Problem to solve
Identify and pull out each line of the entries in which "block" occurs.

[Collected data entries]
■ ■ ■ ■ ■ ■ ■

PR #124, opened 2025-03-28
Minimal MINIMAL + manually add concierge service to agent_service.json

d1donlydfink:
* Now, the "answer" also comes in the last AGENT_FRAMEWORK message
* For the MINIMAL chat_filter_type:
    * Do not include the request in any ChatResponse
    * Only allow the last AGENT_FRAMEWORK message with the chat_context and answer text as the only message streamed. This is much simpler for minimal user-facing clients
 * Update the agent.proto docs for semantics on the answer and downstream files
 * Hand-tweak (for now) the agent_service.json to include the Concierge service and some servers. Tested this via swagger-ui container

### DIFF
--- a/neuro_san/api/grpc/agent_service.json
+++ b/neuro_san/api/grpc/agent_service.json
@@ -5,7 +5,46 @@
     "description": "The service comprises all the exchanges to the backend in support of a single agent's\n services.  Routing is done by way of agent name on the grpc service hosting the agent,\n so as to keep info about which agents are hosted private (grpc gives the hand when a\n particular agent is unknown.",
     "version": "0.0.1"
   },
+  "servers": [
+    {
+      "url": "https://neuro-san.decisionai.ml" 
+    },
+    {
+      "url": "http://localhost:8081" 
+    }
+  ],
   "paths": {
+    "/api/v1/list": {
+      "get": {
+        "tags": [
+          "ConciergeService"
+        ],
+        "description": "List the agents available on this server",
+        "operationId": "ConciergeService_List",
+        "responses": {
+          "200": {
+            "description": "OK",
+            "content": {
+              "application/json": {
+                "schema": {
+                  "$ref": "#/components/schemas/ConciergeResponse"
+                }
+              }
+            }
+          },
+          "default": {
+            "description": "Default error response",
+            "content": {
+              "application/json": {
+                "schema": {
+                  "$ref": "#/components/schemas/Status"
+                }
+              }
+            }
+          }
+        }
+      }
+    },
     "/api/v1/{agent_name}/connectivity": {
       "get": {
         "tags": [
@@ -406,6 +445,30 @@
           }
         },
         "description": "The `Status` type defines a logical error model that is suitable for different programming environments, including REST APIs and RPC APIs. It is used by [gRPC](https://github.com/grpc). Each `Status` message contains three pieces of data: error code, error message, and error details. You can find out more about this error model and how to work with it in the [API Design Guide](https://cloud.google.com/apis/design/errors)."
+      },
+      "ConciergeResponse": {
+        "type": "object",
+        "properties": {
+          "connectivity_info": {
+            "type": "array",
+            "items": {
+              "$ref": "#/components/schemas/AgentInfo"
+            }
+          }
+        },
+        "description": "Response structure for List gRPC method"
+      },
+      "AgentInfo": {
+        "type": "object",
+        "properties": {
+          "agent_name": {
+            "type": "string"
+          },
+          "description": {
+            "type": "string"
+          }
+        },
+        "description": "Single listing structure for List gRPC method"
       }
     }
   },


neuro_san/client/streaming_input_processor.py
```diff
@@ -91,6 +91,9 @@ def process_once(self, state: Dict[str, Any]) -> Dict[str, Any]:
         }
         return_state.update(update)
 
+        if origin_str is None or len(origin_str) == 0:
+            origin_str = "agent network"
```
d1donlydfink, line 95: If we do not get an origin from the message processor, that's OK. We were minimal and we don't get an origin from that case.

neuro_san/internals/chat/data_driven_chat_session.py
```diff
@@ -161,9 +162,19 @@ async def streaming_chat(self, user_input: str,
         chat_messages: Iterator[Dict[str, Any]] = await self.chat(user_input, invocation_context, sly_data)
         message_list: List[Dict[str, Any]] = list(chat_messages)
 
-        # Stream over chat state as the last message
+        # Determine the chat_context to enable continuing the conversation
         return_chat_context: Dict[str, Any] = self.prepare_chat_context(message_list)
-        message = AgentFrameworkMessage(content="", chat_context=return_chat_context)
```
d1donlydfink, line 166: Constructing the message moves to the end of the next block.

neuro_san/internals/chat/data_driven_chat_session.py
```diff
@@ -161,9 +162,19 @@ async def streaming_chat(self, user_input: str,
...
+
+        # Find "the answer" and have that be the content of the last message we send
+        answer_processor = AnswerMessageProcessor()
+        answer_processor.process_messages(message_list)
+        answer: str = answer_processor.get_answer()
+        if answer is None:
+            # Can't have content as None or problems arise.
+            answer = ""
```
d1donlydfink, line 174: Find the answer from the full message list. Use that for the content of the AGENT_FRAMEWORK message below.
This allows us to send a single message when using a MINIMAL chat filter.

neuro_san/internals/filters/answer_message_filter.py
```diff
@@ -30,12 +30,12 @@ def allow_message(self, chat_message_dict: Dict[str, Any], message_type: ChatMes
         :param message_type: The ChatMessageType of the chat_message_dictionary to process.
         :return: True if the message should be allowed through to the client. False otherwise.
         """
-        if message_type != ChatMessageType.AI:
-            # Final answers are only ever AI Messages
+        if message_type not in (ChatMessageType.AI, ChatMessageType.AGENT_FRAMEWORK):
+            # Final answers are only ever AI or AgentFramework Messages
```
d1donlydfink, line 34: Answers can come from an AI message or an AGENT_FRAMEWORK message.

neuro_san/internals/filters/answer_message_filter.py
```diff
@@ -30,12 +30,12 @@ def allow_message(self, chat_message_dict: Dict[str, Any], message_type: ChatMes
...
             return False
 
         origin: List[Dict[str, Any]] = chat_message_dict.get("origin")
-        if origin is None or len(origin) != 1:
+        if origin is not None and len(origin) > 1:
```
d1donlydfink, line 38: AGENT_FRAMEWORK messages won't have any origin. Allow them.

neuro_san/internals/filters/minimal_message_filter.py
```diff
@@ -28,7 +27,6 @@ def __init__(self):
         Constructor
         """
         filters: List[MessageFilter] = [
-            AnswerMessageFilter(),
```
d1donlydfink, line 31: Don't use the AnswerMessageFilter in the MinimalMessageFilter.
The ChatContextMessageFilter is enough to get the last AGENT_FRAMEWORK message.

neuro_san/message_processing/answer_message_processor.py
```diff
@@ -67,5 +67,7 @@ def process_message(self, chat_message_dict: Dict[str, Any], message_type: ChatM
         # Record what we got.
         # We might get another as we go along, but the last message in the stream
         # meeting the criteria above is our final answer.
-        self.answer = text
-        self.answer_origin = origin
+        if text is not None:
+            self.answer = text
+        if origin is not None:
+            self.answer_origin = origin
```
d1donlydfink, line 73: Accumulate state about the answer when it comes to us.
This allows the origin for the answer to be part of this processor state when MAXIMAL

neuro_san/service/agent_service.py
```diff
@@ -239,8 +239,16 @@ def StreamingChat(self, request: service_messages.ChatRequest,
...
+        chat_filter_dict: Dict[str, Any] = {}
+        chat_filter_dict = request_dict.get("chat_filter", chat_filter_dict)
+        chat_filter_type: str = chat_filter_dict.get("chat_filter_type", "MINIMAL")
+
         for response_dict in response_dict_iterator:
-            response_dict["request"] = request_dict
+
+            # Do not return the request when the filter is MINIMAL
+            if chat_filter_type != "MINIMAL":
+                response_dict["request"] = request_dict
```
d1donlydfink, line 251: Don't add the request when the chat filter is MINIMAL

.gitignore
```diff
@@ -37,3 +37,6 @@ site/
 
 # Temporary integrtion test files
 tmp_*
+
+# Transient openapi file
+neuro_san/api/grpc/openapi.yaml
```
d1donlydfink, line 42: Do not include transient file in creating agent_service.json.

neuro_san/api/grpc/agent.proto
```diff
@@ -42,9 +42,8 @@ service AgentService {
     }
 
     // Most important semantics of the streaming:
-    //  1) The "answer" to a query of any agent network is the *last* streamed
-    //     AI message whose origin list is of length 1 - this indicates it is from
-    //     the FrontMan of the agent network.
+    //  1) The "answer" to a query of any agent network is in the *last* streamed
+    //     AGENT_FRAMEWORK message.
```
d1donlydfink, line 46: Update how the answer comes to the client.

neuro_san/api/grpc/swagger.json
d1donlydfink, line 1: Don't need this if we have agent_service.json

neuro_san/api/grpc/agent_service.json
```diff
@@ -5,7 +5,46 @@
...
     "version": "0.0.1"
   },
+  "servers": [
+    {
+      "url": "https://neuro-san.decisionai.ml" 
+    },
+    {
+      "url": "http://localhost:8081" 
+    }
+  ],
```
d1donlydfink, line 15: Hand tweak this file to include a couple of servers.
Idea is to allow this file for external usage.
Later on, these aspects can be piled on automatically later.

neuro_san/api/grpc/agent_service.json
```diff
@@ -5,7 +5,46 @@
...
+              "application/json": {
+                "schema": {
+                  "$ref": "#/components/schemas/Status"
+                }
+              }
+            }
+          }
+        }
+      }
+    },
```
d1donlydfink, line 47: Add the Concierge service's list method.

neuro_san/api/grpc/agent_service.json
```diff
@@ -93,7 +132,7 @@
         "tags": [
           "AgentService"
         ],
-        "description": "Most important semantics of the streaming:\n  1) The \"answer\" to a query of any agent network is the *last* streamed\n     AI message whose origin list is of length 1 - this indicates it is from\n     the FrontMan of the agent network.\n  2) To RESTfully continue your conversation with the agent network:\n     The very last AGENT_FRAMEWORK message before the stream closes will\n     have its chat_context field filled in with a structure. You can\n     copy this whole-cloth to the chat_context of your next StreamingChat\n     request to continue the conversation.",
+        "description": "Most important semantics of the streaming:\n  1) The \"answer\" to a query of any agent network is in the *last* streamed\n     AGENT_FRAMEWORK message.\n  2) To RESTfully continue your conversation with the agent network:\n     The very last AGENT_FRAMEWORK message before the stream closes will\n     have its chat_context field filled in with a structure. You can\n     copy this whole-cloth to the chat_context of your next StreamingChat\n     request to continue the conversation.",
```
d1donlydfink, line 135: Automatically updated docs.

neuro_san/api/grpc/agent_service.json
```diff
@@ -406,6 +445,30 @@
...
+        "type": "object",
+        "properties": {
+          "agent_name": {
+            "type": "string"
+          },
+          "description": {
+            "type": "string"
+          }
+        },
+        "description": "Single listing structure for List gRPC method"
```
d1donlydfink, line 471: Concierge service schema

neuro_san/client/streaming_input_processor.py
ofrancon: I might have to account for that when I process the `origin` field in the web client then

ofrancon: Actually web client should be fine because it only processes `origin` for AGENT messages. AGENT messages always have an origin, right?

neuro_san/internals/filters/answer_message_filter.py
ofrancon: That logic is complex. If there is an origin and it contains more than 1 item we don't allow this message because we want to allow AGENT_FRAMEWORK messages that don't have an origin? The following comment doesn't make sense then because this if guarantees length is NOT 1. I'm lost. I'd need a unit test.

ofrancon: Why not a block:
```
if message_type == ChatMessageType.AGENT_FRAMEWORK:
    return True
```
?

neuro_san/client/streaming_input_processor.py
d1donlydfink: Yes. AGENT messages always have an origin.  AGENT_FRAMEWORK messages do not have an origin. They come down from on-high.

W/rt origin information here - the only change you would see is if you were using MINIMAL. Then you would 't get an origin, but the assumption there is that you care more about succinct messages and bandwidth and less about the insides of what is going on.   For your MAXIMAL client, you won't really see a change.

neuro_san/internals/filters/answer_message_filter.py
d1donlydfink: This is a decent point.  This class is overloaded in its current use - it is used on the client side to pick up answers but it is also used on the server side to pick up answers to put them in that last AGENT_FRAMEWORK message. If i divided the responsibilities in 2, this would become as clear as you would hope.  Can clean that up later.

■ ■ ■ ■ ■ ■ ■

Solution to the exercise
d1donlydfink, line 166: Constructing the message moves to the end of the next block.
ofrancon: Why not a block:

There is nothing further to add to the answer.